What is the case for investing in technology at the earliest stage besides the fact that returns are the best and investors are seeking a long term game now? Early stage pre-revenue tech startups become in relative terms less risky. At the early stage, risk doesn’t change much in absolute terms but changes dramatically in relative terms. If you at normal times evaluate a pre-seed startup risk to be, say, 100x higher than that of a later-stage company, at the time of crisis this could become only 20x. This of course assumes the crisis is bounded in time. If the crisis is long-term other factors come into play, like sharply increased funding risk.

Pre-revenue startups have zero exposure to market, and generally benefit from crises, because they can get cheaper workforce (this assumes employees will still want to join a company with financing risk). If you expect the crisis will take x number of months, and the startup has >x runway, you know it will survive. There are almost no other variables except in the Coronavirus instance, we don’t know x number of months yet.

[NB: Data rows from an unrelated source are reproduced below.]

PR #3320, opened 2025-10-30
resumable: introduce new append-granularity limit

danielresnick:
See discussion on #3193

### DIFF
--- a/draft-ietf-httpbis-resumable-upload.md
+++ b/draft-ietf-httpbis-resumable-upload.md
@@ -356,6 +356,9 @@ The following key-value pairs are defined:
 `min-append-size`:
 : Specifies a minimum size counted in bytes for the request content in a single upload append request ({{upload-appending}}). The server might reject requests below this limit. A client that is aware of this limit MUST NOT send smaller upload append requests. The value is an Integer. Requests completing the upload by including the `Upload-Complete: ?1` header field are exempt from this limit.
 
+`append-granularity`:
+: Specifies that the size of request content in bytes SHOULD be an integer multiple of this value for an upload append request ({{upload-appending}}), and for an upload creation request ({{upload-creation}}) that contains content. The server might reject requests that do not adhere to this limit (see {{inconsistent-granularity}}). A client that is aware of this limit MUST adhere to this requirement. The value is an Integer. Requests completing the upload by including the `Upload-Complete: ?1` header field are exempt from this limit.
+
 `max-age`:
 : Specifies the remaining lifetime of the upload resource in seconds counted from the generation of the response. After the resource's lifetime is reached, the server might make the upload resource inaccessible and a client SHOULD NOT attempt to access the upload resource as these requests will likely fail. The value is an Integer.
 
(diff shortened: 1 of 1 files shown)


gstrauss:
@danielresnick There should be an exception for the size of the final chunk at the end of the file.

Requiring upload-complete be set for the final chunk would take away the ability of a robust client to send chunks, and then *separately* without any additional body content, to send Upload-Complete.  The ability to send a separate message separates the uploading from marking the upload as complete.

The authors of resumable uploads have made many premature optimizations and I hope that they do not downplay or ignore the robustness of separation of concerns when evaluating this append-granularity feature.

---

Personally, I would prefer that the granularity be a hint, and not a hard error, especially since according to the resumable uploads draft, a server *may* accept part of an upload even if the upload gets disconnected.  If there was a *part* of the granularity chunk committed and the offset is no longer a multiple of the granularity, then a client might wish to send a smaller chunk (smaller than the granularity) even in the middle of an upload in order to re-align with the granularity for further chunks.

draft-ietf-httpbis-resumable-upload.md
```diff
@@ -590,6 +593,8 @@ The server might not receive the entire patch document when the upload is interr
 
 If the `Upload-Offset` request header field value does not match the current offset ({{upload-offset}}), the upload resource MUST reject the request with a `409 (Conflict)` status code. The response MUST include the correct offset in the `Upload-Offset` header field. The response can use the problem type {{PROBLEM}} of "https://iana.org/assignments/http-problem-types#mismatching-upload-offset" ({{mismatching-offset}}).
 
+If the request content size violates a server-advertised `append-granularity` limit (see {{upload-limit}}), the server MAY process and accept a portion of the request content that adheres to the granularity, discarding the remainder. In this case, the server SHOULD respond with a `400 (Bad Request)` status code and use the problem type "https://iana.org/assignments/http-problem-types#inconsistent-upload-granularity" ({{inconsistent-granularity}}). The response MUST include an `Upload-Offset` header field indicating the new offset after accepting the partial content, allowing the client to recover and resume the upload.
```
Acconut, line 596: How should a client act when receiving this response? The document currently recommends client to stop the upload once they receive a 400.

danielresnick: Technically the spec says "4xx (Client Error) status code, the client SHOULD NOT attempt to retry or resume the upload, _unless the semantics of the response allow or recommend the client to retry the request_."

I agree that's quite subtle though -- expecting a client dev to read this, and then trawl through all possible response_code+problem_type combinations to decide on resume vs abort behaviour. Particularly because even parsing out the problem type requires doing some json parsing. I'll have a think about the best path forward here.. the most obvious options in my mind are (in no particular order):

1) Switch to a 5xx response code. As discussed on the corresponding issue this is likely to improve client interop, but is a hacky / less pure solution since this isn't actually a server error.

Nisa Amoils, Partner at Grasshopper Capital


Elizabeth Yin, Partner at Hustle Fund


As early-stage digital health investors, we’re watching an incredible dichotomy unfold—some of the greatest macroeconomic uncertainty we’ve ever seen, alongside urgent, enormous demand for connected healthcare solutions. With record levels of committed capital in the coffers of VCs and PE firms, investment activity may be tempered in the short term, but we expect to see a flight of capital to quality with competition for the best deals. And certain sectors—like digital health—are uniquely positioned as they play a mission-critical role in the pandemic response, and the strongest companies will emerge shaping the future of healthcare delivery.

Megan Zweig, Director of Research and Marketing, Rock Health


As a general trend, investor sentiment for startup investing moves in tandem with broader economic sentiment. With uncertainty around the timing of an economic recovery, founders are likely to experience slower fundraising processes.

That said, the specific conditions we find ourselves in mean that startups in particular sectors may find new opportunities to scale, that did not necessarily exist before. We may therefore see more funding being allocated towards startups that are poised to benefit from these trends.

As challenging as it is, navigating the coming months will be important in illustrating a founder’s capacity to deal with uncertainty during highly testing times.  

Diya Sagar, Investment Professional at Lupa Systems


Investors want to see founders focus on their fundamentals and key milestones needed to hit in order to excite them. While sales pipelines may slow down, there are plenty of other company-building things that can be done. Have a plan and be meticulous in executing.

You’ve also got to find investors who believe in your startup and are willing to support you NOW, not in 6 months. There are also investors with plenty of dry powder who will look at this time as opportunistic and will search for deals. Try to identify those investors who align with your vision and will be strategic partners.